Count up the lines in the listing below that hold "popup", and answer with the total alone.
Start of DATA SHOWN
PR #101, opened 2018-11-23
Cl 1013 extend popup capabilities, add aspect ratio keeper component

ImreBognarUltimaker:


src/components/keep_aspect_ratio.tsx
```diff
@@ -0,0 +1,43 @@
...
+    aspectRatio?: number;
+    /** An optional id for the container **/
+    id?: string;
+    /** An optional class name for the container **/
+    className?: string;
+}
+
+/**
+ * returns only the first child with a modified className
+ * @param param0
```
woosie10: whats param0 ?

src/components/keep_aspect_ratio.tsx
```diff
@@ -0,0 +1,43 @@
+import * as React from 'react';
+import classNames = require('classnames');
+
+export interface keepAspectRatioProps {
+    /** the content to be sized appropriately  */
+    content: JSX.Element;
```
woosie10: would be better to pass in the element as the children

src/components/keep_aspect_ratio.tsx
```diff
@@ -0,0 +1,43 @@
...
+    id?: string;
+    /** An optional class name for the container **/
+    className?: string;
+}
+
+/**
+ * returns only the first child with a modified className
+ * @param param0 
+ */
+export const keepAspectRatio: React.StatelessComponent<keepAspectRatioProps> = ({ aspectRatio, className, id, content }) => {
```
woosie10: Would a name like aspectRatioContainer be better?

src/stories/other.stories.tsx
```diff
@@ -77,3 +78,14 @@ stories.add('Circle Icon', withInfo(
         {text('Text', '1')}
     </CircleIcon>
 ));
+
+stories.add('Keep aspect ratio', withInfo(
+    'A container to keep a given aspect ratio for an image or iframe'
+)(() =>
+    <div>
+        <div style={{ width: text('Width', '40rem'), backgroundColor: '#DDD'}} >
```
woosie10: Don't add knobs that are not props to the component as it's confusing

src/stories/other.stories.tsx
```diff
@@ -77,3 +78,14 @@ stories.add('Circle Icon', withInfo(
         {text('Text', '1')}
     </CircleIcon>
 ));
+
+stories.add('Keep aspect ratio', withInfo(
```
woosie10: can you please move this story to the layout stories

src/stories/other.stories.tsx
```diff
@@ -77,3 +78,14 @@ stories.add('Circle Icon', withInfo(
...
+    'A container to keep a given aspect ratio for an image or iframe'
+)(() =>
+    <div>
+        <div style={{ width: text('Width', '40rem'), backgroundColor: '#DDD'}} >
+            <KeepAspectRatio aspectRatio={(text('Aspect ratio', 16 / 9))} className='my-picture-frame' content={<iframe className='interesting-video' width="560" height="315" src="https://www.youtube.com/embed/160yAufQ-is" allowFullScreen></iframe>} >
```
woosie10: Can you just use a grey rectangle instead of the youtube video to simplify what this is showing

src/components/keep_aspect_ratio.tsx
ImreBognarUltimaker: I agree. I tried it, didn't work well unfortunately.
I would have to add a class to the child, to avoid using a descendant selector in CSS. It worked, but was very easy to break by accident, and could produce unexpected results.

src/components/keep_aspect_ratio.tsx
ImreBognarUltimaker: this comment belongs to a previous iteration, updated it

src/stories/other.stories.tsx
ImreBognarUltimaker: okay, removed it

src/components/keep_aspect_ratio.tsx
ImreBognarUltimaker: Your english is better, so I renamed it.

src/components/keep_aspect_ratio.tsx
ImreBognarUltimaker: Changed it to work like that.

src/stories/layout.stories.tsx
```diff
@@ -194,3 +195,15 @@ stories.add('Setting Panel', withState({ value: null })
         )
     )
 );
+
+stories.add('Keep aspect ratio', withInfo(
```
woosie10: This name needs updating

src/stories/layout.stories.tsx
```diff
@@ -194,3 +195,15 @@ stories.add('Setting Panel', withState({ value: null })
...
+    'A container to keep a given aspect ratio for an image or iframe'
+)(() =>
+    <div>
+        <div style={{ width: '40rem', backgroundColor: '#DDD' }} >
```
woosie10: Can we remove this div and just use the div inside the AspectRatioContainer. Also, div inside the AspectRatioContainer be so that it resizes when you make the screen smaller, i.e. so that it is responsive

PR #102, opened 2018-11-27
STAR-326: Allowing more responsivity in carousel

DanielSchiavini:


woosie10:
One other thing, can we please make the dots below the carousel blue like the market place, as that is our default colour

src/components/carousel.tsx
```diff
@@ -28,7 +33,19 @@ export const Carousel: React.StatelessComponent<CarouselProps> = ({ children, it
     // create an object with the format {breakpointWidth: {items: item_count}}.
     const responsive = _.zipObject(BreakpointSizes.slice(0, itemCounts.length), itemCounts.map(items => ({items})));
 
-    // each child will receive the given extra parameter
+    const breakpoint = Math.max(...BreakpointSizes.filter(bp => bp <= innerWidth && responsive[bp]));
+    if (responsive[breakpoint].items > React.Children.count(children)) {
```
woosie10: I think this should be `>=` rather than >

src/components/carousel.tsx
```diff
@@ -28,10 +33,15 @@ export const Carousel: React.StatelessComponent<CarouselProps> = ({ children, it
...
+    // renders a grid without any carousel features, in case we don't have enough items in the carousel.
+    const renderGrid = () =>
+        <Grid align="center" className="carousel__fixed">
+            {React.Children.map(children, child => React.isValidElement(child) &&
+                <GridItem layoutWidth="fit">{child}</GridItem>)
+            }
+        </Grid>;
 
-    return (
+    const renderCarousel = () =>
```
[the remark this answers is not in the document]
DanielSchiavini: I like to avoid the brackets so the alignment is good. How about parenthesis? Then we don't need the return.

src/components/carousel.tsx
```diff
@@ -40,9 +50,14 @@ export const Carousel: React.StatelessComponent<CarouselProps> = ({ children, it
...
-            {React.Children.map(children, child => React.isValidElement(child) && React.cloneElement(child, extraProps))}
-        </AliceCarousel>
-    );
+            {React.Children.map(children, child =>
+                React.isValidElement(child) && React.cloneElement(child, {onDragStart: e => e.preventDefault()} as any))
+            }
+        </AliceCarousel>;
+
+    // choose which
+    const breakpoint = Math.max(...BreakpointSizes.filter(bp => bp <= innerWidth && responsive[bp]));
```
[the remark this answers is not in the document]
DanielSchiavini: sure

src/stylesheets/_layout.scss
```diff
@@ -316,41 +316,25 @@
...
 
-.show-sm {
-    display: block;
-
-    @media (min-width: #{map-get($layout-breakpoints, md)}) {
-        display: none !important;
-        visibility: hidden !important;
-    }
-}
+@include layout-hiding-rules($layout-breakpoints);
```
woosie10: .hide-xs and .show-xs will now be missing as xs is not in $layout-breakpoints

woosie10: quick fix is to also add `@include layout-hiding-rules((xs: 0));`

woosie10: I've just added in the suggestion above, as I needed to rebase on this branch and this broke what I was doing

DanielSchiavini: Cool, so is the PR ok now?

src/components/carousel.tsx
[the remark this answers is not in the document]
DanielSchiavini: This is already done..?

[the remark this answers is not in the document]
DanielSchiavini: This is not applicable anymore

PR #113, opened 2018-12-12
STAR-348: Adding error popup for images that are too large

DanielSchiavini:


src/components/button.tsx
```diff
@@ -124,7 +128,7 @@ export class Button extends React.Component<ButtonProps, {}> {
         if (type === 'link' && this._isLinkInternal()) {
             return this._renderInternalLink(classes);
         }
-        if (type === 'link') {
+        if (type === 'link' && !disabled && !showSpinner && linkURL) {
```
woosie10: This is going to hide the link if it is disabled. I don't think you want that

DanielSchiavini: It shows a button then, because if linkURL is not a string the `href` prop is incorrect

PR #116, opened 2018-12-19
Refactor all drop down menus to use DropDownMenuBase

woosie10:
This PR refactors all drop down menus to use the same base component.


src/stories/menu.stories.tsx
```diff
@@ -7,6 +7,7 @@ import {
 import styles from '@sambego/storybook-styles';
 import { withInfo } from '@storybook/addon-info';
 
+import { relative } from 'path';
```
ImreBognarUltimaker: This import is not used.

PR #120, opened 2018-12-20
Rename style to appearance

woosie10:
To avoid names clashing, the attributte 'style' should only be used for in-line styling. All other uses will be changed to 'appearance'.

### DIFF
--- a/src/components/button.tsx
+++ b/src/components/button.tsx
@@ -6,7 +6,7 @@ import { Link } from 'react-router-dom';
 import Spinner from './spinner';
 
 export type ButtonType = 'submit' | 'button' | 'link';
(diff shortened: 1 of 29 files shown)


src/components/button.tsx
```diff
@@ -6,7 +6,7 @@ import { Link } from 'react-router-dom';
 import Spinner from './spinner';
 
 export type ButtonType = 'submit' | 'button' | 'link';
-export type ButtonStyle = 'primary' | 'secondary' | 'quiet' | 'alert' | 'link' | 'no-style';
+export type ButtonAppearance = 'primary' | 'secondary' | 'quiet' | 'alert' | 'link' | 'no-style';
```
DanielSchiavini: no-style is a bit weird now, shouldn't it be `'none'` or `null`?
End of DATA SHOWN
EXERCISE RESPONSE: 2